- _DATA SHOWN_:

◇ ◇ ◇ ◇ ◇ ◇ ◇

PR #15388, opened 2021-05-18
Add driver plugin server arg injection ability

khanayan123:
## Proposed changes

Include ability for appium to inject user cli arguments to the driver/plugin

## Types of changes

## Checklist

## Further comments

I have not added necessary documentation yet, waiting for feedback. This feature depends on these branches to be merged: 
https://github.com/appium/appium-fake-driver/pull/77
https://github.com/appium/appium-base-driver/pull/486
https://github.com/appium/appium-plugins/pull/9


test/driver-e2e-specs.js
```diff
@@ -77,6 +85,53 @@ describe('FakeDriver - via HTTP', function () {
     });
   });
 
+  describe('cli args handling', function () {
+    it('should recieve user cli args for driver if passed in', async function () {
+      let driver = await wdio({...wdOpts, capabilities: caps});
+      const {sessionId} = driver;
+      try {
+        const {data} = await axios.get(`${baseUrl}/${sessionId}/fakecliargs`);
+        JSON.stringify(data.value).should.eql('{}');
```
jlipps, line 94: might be more simpler to say `data.value.should.eql({})`?

jlipps: (we don't need to test `JSON.stringify`)

test/driver-e2e-specs.js
```diff
@@ -77,6 +85,53 @@ describe('FakeDriver - via HTTP', function () {
...
+    it('should recieve empty user cli args from a driver if no arguments were passed in', async function () {
+      await serverClose();
+      let args = {port: TEST_PORT, host: TEST_HOST, appiumHome, driverArgs: FAKE_DRIVER_ARGS};
+      await serverStart(args);
+
+      let driver = await wdio({...wdOpts, capabilities: caps});
+      const {sessionId} = driver;
+      try {
+        const {data} = await axios.get(`${baseUrl}/${sessionId}/fakecliargs`);
+        JSON.stringify(data.value).should.eql(FAKE_ARGS);
```
jlipps, line 111: if we treated fake args as an object before we don't need to stringify here for comparison

test/parser-specs.js
```diff
@@ -83,6 +83,27 @@ describe('Server Parser', function () {
     parsed.allowInsecure.should.eql(['feature1', 'feature2', 'feature3']);
     parsed.denyInsecure.should.eql(['nofeature1', 'nofeature2', 'nofeature3']);
   });
+  it('should parse default driver args correctly from a string', function () {
+    let fakeArgs = `{"sillyWebServerPort":1234,"host":"hey"}`;
+    let fakeDriverName = `fake`;
+    let fakeDriverArgs = `{"${fakeDriverName}": ${fakeArgs}}`;
```
jlipps, line 89: i would probably compose all these as objects and then stringify in the parse invocation

test/parser-specs.js
```diff
@@ -83,6 +83,27 @@ describe('Server Parser', function () {
...
+    let args = p.parse_args(['--driver-args', fakeDriverArgs]);
+    args.driverArgs.should.eql(JSON.parse(fakeDriverArgs));
+  });
+  it('should parse default driver args correctly from a file', function () {
+    let fakeArgs = `{"sillyWebServerPort":1234,"host":"hey"}`;
+    let fakeDriverName = `fake`;
+    let fakeDriverArgs = `{"${fakeDriverName}": ${fakeArgs}}`;
+    let args = p.parse_args(['--driver-args', 'test/fixtures/driverArgs.json']);
```
jlipps, line 97: probably want to `path.resolve(__dirname, 'fixtures', 'driverArgs.json')` so it works on windows and isn't dependent on the cwd

jlipps: (may also need to go up to the root and back down because .json fixtures might not be copied into the transpiled code)

test/plugin-e2e-specs.js
```diff
@@ -146,4 +147,80 @@ describe('FakePlugin', function () {
...
+        await server.close();
+      }
+    });
+
+    it('should recieve user cli args for plugin if passed in', async function () {
+      const driver = await wdio(wdOpts);
+      const {sessionId} = driver;
+
+      try {
+        const {data} = await axios.get(`${baseUrl}/${sessionId}/fakecliargs`);
```
jlipps, line 169: now that I think about it I'm a little concerned that both the driver and the plugin establish the same new GET path. would be nice if they were a bit different so that we were sure in a scenario like this we are getting the plugin's CLI args and not fakedriver's

jlipps (changes requested):

docs/en/writing-running-appium/server-args.md
```diff
@@ -40,20 +40,20 @@ All flags are optional, but some are required in conjunction with certain others
 |`--nodeconfig`|null|Configuration JSON file to register appium with selenium grid|`--nodeconfig /abs/path/to/nodeconfig.json`|
 |`-ra`, `--robot-address`|0.0.0.0|IP Address of robot|`--robot-address 0.0.0.0`|
 |`-rp`, `--robot-port`|-1|port for robot|`--robot-port 4242`|
-|`--chromedriver-port`|9515|Port upon which ChromeDriver will run|`--chromedriver-port 9515`|
-|`--chromedriver-executable`|null|ChromeDriver executable full path||
+|`--driver-args '{"uiautomator2": {"chromedriver-port": 9515}}`|9515|Port upon which ChromeDriver will run|`--driver-args '{"uiautomator2": {"chromedriver-port": 9515}}`|
```
jlipps, line 43: the appium 2.0 documentation will not include driver specific info like this; we should move these values to a table in the uiautomator2 driver readme!

docs/en/writing-running-appium/server-args.md
```diff
@@ -40,20 +40,20 @@ All flags are optional, but some are required in conjunction with certain others
...
+|`--driver-args '{"uiautomator2": {"chromedriver-executable": '/path/to/file'}}`|null|ChromeDriver executable full path||
```
jlipps, line 44: since we're doing JSON, we should use camelCase for all arg names, so `chromedriverExecutable`

docs/en/writing-running-appium/server-args.md
```diff
@@ -40,20 +40,20 @@ All flags are optional, but some are required in conjunction with certain others
...
 |`--isolate-sim-device`|false|Xcode 6 has a bug on some platforms where a certain simulator can only be launched without error if all other simulator devices are first deleted. This option causes Appium to delete all devices other than the one being used by Appium. Note that this is a permanent deletion, and you are responsible for using simctl or xcode to manage the categories of devices used with Appium.||
 |`--tmp`|null|Absolute path to directory Appium can use to manage temporary files, like built-in iOS apps it needs to move around. On *nix/Mac defaults to /tmp, on Windows defaults to C:\Windows\Temp||
 |`--trace-dir`|null|Absolute path to directory Appium use to save ios instruments traces, defaults to <tmp dir>/appium-instruments||
 |`--debug-log-spacing`|false|Add exaggerated spacing in logs to help with visual inspection||
-|`--suppress-adb-kill-server`|false|(Android-only) If set, prevents Appium from killing the adb server instance||
+|`--driver-args '{"uiautomator2": {"suppress-adb-kill-server": false}}'`|false|(Android-only) If set, prevents Appium from killing the adb server instance||
```
jlipps, line 52: `suppressAdbKillServer`

lib/appium.js
```diff
@@ -155,7 +155,8 @@ class AppiumDriver extends BaseDriver {
 
       const {
         driver: InnerDriver,
-        version: driverVersion
+        version: driverVersion,
+        driverName: driverName
```
jlipps, line 159: when we have `key: key` we can replace it with just `key`, so this can be:

```js
const {
  driver: InnerDriver,
  version: driverVersion,
  driverName
} = ...
```

lib/cli/parser-helpers.js
```diff
@@ -44,7 +44,7 @@ function parsePluginNames (names) {
   }
 }
 
-function parseDefaultCaps (capsOrPath) {
+function parseJsonStringOrFile (capsOrPath) {
```
jlipps, line 47: 👍

lib/utils.js
```diff
@@ -33,6 +34,15 @@ function inspectObject (args) {
   }
 }
 
+function parseExtensionArgs (extensionArgs, extensionName) {
+  const parsedExtensionArgs = _.isString(extensionArgs) ? parseJsonStringOrFile(extensionArgs) : {};
+  const extensionSpecificArgs = _.has(parsedExtensionArgs, extensionName) ? parsedExtensionArgs[extensionName] : {};
+  if (!_.isPlainObject(extensionSpecificArgs)) {
+    throw new Error(`The passed in extension argument is not a plain object.`);
```
jlipps, line 41: `Driver or plugin arguments must be plain objects`

test/driver-e2e-specs.js
```diff
@@ -20,6 +19,8 @@ chai.use(chaiAsPromised);
 
 const TEST_SERVER = `http://${TEST_HOST}:${TEST_PORT}`;
 const FAKE_DRIVER_DIR = path.resolve(__dirname, '..', '..', 'node_modules', 'appium-fake-driver');
+const FAKE_ARGS = {'sillyWebServerPort': 1234, 'host': 'hey'};
```
jlipps, line 22: no need for quotes around the keys in this line and the next

jlipps (changes requested):
couple small things, this is looking really good!

jlipps:
oh, and we need to apply all this work on top of the new state of 2.0, which will involve putting it all in the `packages/appium` directory, and hopefully not much else!

docs/en/writing-running-appium/server-args.md
mykola-mokhnach: if these capabilities are the same as driver capabilities then it makes sense to just provide default capabilities json instead to simplify their validation. Also, I would prefer to have a possibility to load that stuff either from JSON or YAML file, which might be more convenient taking into account the amount of formatting that should be applied to the command line

lib/utils.js
```diff
@@ -33,6 +34,15 @@ function inspectObject (args) {
   }
 }
 
+function parseExtensionArgs (extensionArgs, extensionName) {
+  const parsedExtensionArgs = _.isString(extensionArgs) ? parseJsonStringOrFile(extensionArgs) : {};
```
mykola-mokhnach, line 38: there is no point to continue here if args are empty

lib/utils.js
```diff
@@ -33,6 +34,15 @@ function inspectObject (args) {
...
+  const extensionSpecificArgs = _.has(parsedExtensionArgs, extensionName) ? parsedExtensionArgs[extensionName] : {};
```
mykola-mokhnach, line 39: same here

mykola-mokhnach: it is ok to use `parsedExtensionArgs[extensionName]` here since it will be undefined if the item does not exist

docs/en/writing-running-appium/server-args.md
mykola-mokhnach: it makes sense to either set default capabilities in args rather than set each value separately. It will also help with input validation

packages/appium/lib/utils.js
```diff
@@ -33,6 +34,18 @@ function inspectObject (args) {
   }
 }
 
+function parseExtensionArgs (extensionArgs, extensionName) {
+  if (!_.isString(extensionArgs)) {
+    return {};
+  }
+  const parsedExtensionArgs = parseJsonStringOrFile(extensionArgs);
+  const extensionSpecificArgs = parsedExtensionArgs[extensionName] ? parsedExtensionArgs[extensionName] : {};
```
mykola-mokhnach, line 42: the ternary operator usage is redundant here. `const extensionSpecificArgs = parsedExtensionArgs[extensionName]` is enough

mykola-mokhnach: otherwise the following condition looks suspicious

packages/base-driver/lib/basedriver/commands/find.js
```diff
@@ -60,115 +47,6 @@ commands.findElementsFromElement = async function findElementsFromElement (strat
   return await this.findElOrElsWithProcessing(strategy, selector, true, elementId);
 };
 
-/**
```
mykola-mokhnach, line 63: should these change be in that PR?

docs/en/writing-running-appium/server-args.md
```diff
@@ -40,20 +40,18 @@ All flags are optional, but some are required in conjunction with certain others
 |`--nodeconfig`|null|Configuration JSON file to register appium with selenium grid|`--nodeconfig /abs/path/to/nodeconfig.json`|
 |`-ra`, `--robot-address`|0.0.0.0|IP Address of robot|`--robot-address 0.0.0.0`|
 |`-rp`, `--robot-port`|-1|port for robot|`--robot-port 4242`|
-|`--chromedriver-port`|9515|Port upon which ChromeDriver will run|`--chromedriver-port 9515`|
-|`--chromedriver-executable`|null|ChromeDriver executable full path||
+
 |`--show-config`|false|Show info about the appium server configuration and exit||
 |`--no-perms-check`|false|Bypass Appium's checks to ensure we can read/write necessary files||
 |`--strict-caps`|false|Cause sessions to fail if desired caps are sent in that Appium does not recognize as valid for the selected device||
 |`--isolate-sim-device`|false|Xcode 6 has a bug on some platforms where a certain simulator can only be launched without error if all other simulator devices are first deleted. This option causes Appium to delete all devices other than the one being used by Appium. Note that this is a permanent deletion, and you are responsible for using simctl or xcode to manage the categories of devices used with Appium.||
```
mykola-mokhnach, line 47: we should think about cleaning up some outdated/unused args as well as driver-specific ones

mykola-mokhnach: cc @jlipps

jlipps: yep, definitely don't want people using `--isolate-sim-device` anymore!

packages/appium/test/driver-e2e-specs.js
```diff
@@ -81,6 +88,53 @@ describe('FakeDriver - via HTTP', function () {
...
+      } finally {
+        await driver.deleteSession();
+      }
+    });
+  });
+
+  describe('cli args handling for different driver', function () {
+    it('should recieve empty user cli args from a driver if cli arguments created for a different driver', async function () {
+      await serverClose();
+      let args = {port: TEST_PORT, host: TEST_HOST, appiumHome, driverArgs: `{"xcuitest": ${JSON.stringify(FAKE_ARGS)}}`};
```
jlipps, line 124: this would make more sense as:

```js
let args = {..., driverArgs: JSON.stringify({xcuitest: FAKE_ARGS})}
```

jlipps: also, in general i see you using `let` a lot when you're not actually changing the value of the variable later on. our rule is to basically use `const` in every case. if you find you need to change the value of a variable, then you can go back up and change it to `let`.

jlipps (changes requested):
looking really good! just a few more thoughts

packages/appium/lib/appium.js
```diff
@@ -405,7 +407,9 @@ class AppiumDriver extends BaseDriver {
     sessionId = _.truncate(sessionId, {length: 11});
     return this.pluginClasses.map((PluginClass) => {
       const name = `${PluginClass.pluginName} (${sessionId})`;
-      return new PluginClass(name);
+      const opts = {};
```
mykola-mokhnach, line 410: could be 

```
const opts = {
  pluginArgs: parseExtensionArgs...
};
```

packages/appium/lib/cli/args.js
```diff
@@ -1,14 +1,14 @@
...
-  parseSecurityFeatures, parseDefaultCaps,
+  parseSecurityFeatures, parseJsonStringOrFile,
   parsePluginNames, parseInstallTypes, parseDriverNames
 } from './parser-helpers';
 import {
   INSTALL_TYPES, DEFAULT_APPIUM_HOME,
   DRIVER_TYPE, PLUGIN_TYPE
 } from '../extension-config';
 import {
-  DEFAULT_CAPS_ARG, StoreDeprecatedDefaultCapabilityAction
```
mykola-mokhnach, line 11: is this action still used anywhere?

packages/appium/lib/cli/parser-helpers.js
```diff
@@ -58,7 +58,7 @@ function parsePluginNames (names) {
   }
 }
 
-function parseDefaultCaps (capsOrPath) {
+function parseJsonStringOrFile (capsOrPath) {
```
mykola-mokhnach, line 61: The error message here is confusing for driverArgs, since it says about capabilities. We should either have a possibility to customize it via arguments or make it neutral

docs/en/writing-running-appium/server-args.md
```diff
@@ -15,83 +15,28 @@ All flags are optional, but some are required in conjunction with certain others
...
-|`-r`, `--backend-retries`|3|(iOS-only) How many times to retry launching Instruments before saying it crashed or timed out|`--backend-retries 3`|
 |`--session-override`|false|Enables session override (clobbering)||
-|`-l`, `--pre-launch`|false|Pre-launch the application before allowing the first session (Requires --app and, for Android, --app-pkg and --app-activity)||
 |`-g`, `--log`|null|Also send log output to this file|`--log /path/to/appium.log`|
 |`--log-level`|debug|Set the server log level for console and logfile (specified as `console-level:logfile-level`, with both being the same if only one value is supplied). Possible values are `debug`, `info`, `warn`, `error`, which are progressively less verbose.|`--log-level error:debug`|
 |`--log-timestamp`|false|Show timestamps in console output||
 |`--local-timezone`|false|Use local timezone for timestamps||
 |`--log-no-colors`|false|Do not use colors in console output||
 |`-G`, `--webhook`|null|Also send log output to this HTTP listener|`--webhook localhost:9876`|
-|`--safari`|false|(IOS-Only) Use the safari app||
```
mykola-mokhnach, line 34: finally 🎉

packages/appium/lib/cli/args.js
ayvnkhan: in lib/config.js

packages/appium/lib/cli/parser-helpers.js
```diff
@@ -82,8 +82,8 @@ function parseJsonStringOrFile (capsOrPath) {
     return result;
   } catch (e) {
     const msg = loadedFromFile
-      ? `Default capabilities in '${capsOrPath}' must be a valid JSON`
-      : `Default capabilities must be a valid JSON`;
+      ? `Passed in argument '${capsOrPath}' must be a valid JSON`
```
mykola-mokhnach, line 85: How about `The provided value of 'capsOrPath' ...` ?

mykola-mokhnach:
The CI seem to be still unhappy

ayvnkhan:
this branch depends on https://github.com/appium/appium-base-driver/pull/495

jlipps:
Most recent CI failure:

```
1) FakeDriver - via HTTP
       cli args handling for empty args
         should not recieve user cli args if none passed in:
     Error: Request failed with status code 404
      at createError (node_modules/axios/lib/core/createError.js:16:15)
      at settle (node_modules/axios/lib/core/settle.js:17:12)
      at IncomingMessage.handleStreamEnd (node_modules/axios/lib/adapters/http.js:260:11)
      at IncomingMessage.emit (domain.js:470:12)
      at endReadableNT (internal/streams/readable.js:1336:12)
      at processTicksAndRejections (internal/process/task_queues.js:82:21)
```

Seems different than before; in this case it looks like the updated fake driver is not being used?

packages/fake-driver/lib/driver.js
```diff
@@ -6,15 +6,16 @@ import commands from './commands';
...
+  constructor (opts = {}, shouldValidateCaps = true, driverArgs = {}) {
+    super(opts, shouldValidateCaps, driverArgs);
     this.appModel = null;
     this.curContext = 'NATIVE_APP';
     this.elMap = {};
     this.focusedElId = null;
     this.maxElId = 0;
     this.caps = {};
     this.fakeThing = null;
+    this.driverArgs = driverArgs;
```
jlipps, line 18: maybe we should add a TODO that we won't need this line once we're relying completely on basedriver from appium 2.0

jlipps (approved):

packages/fake-driver/lib/driver.js
boneskull: wait... I thought we _were_ completely relying on basedriver from appium 2.0?

jlipps: in general, drivers themselves are not yet restricted to use in appium 2.0 only. unless we want to fork each driver so that there is the 2.0 version of the driver and the 1.x version of the driver.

◇ ◇ ◇ ◇ ◇ ◇ ◇

- _WHAT TO PRODUCE_: Among the entries, how many lines hold the string "IncomingMessage"? Answer with a bare number.

- _TASK ANSWER_: 2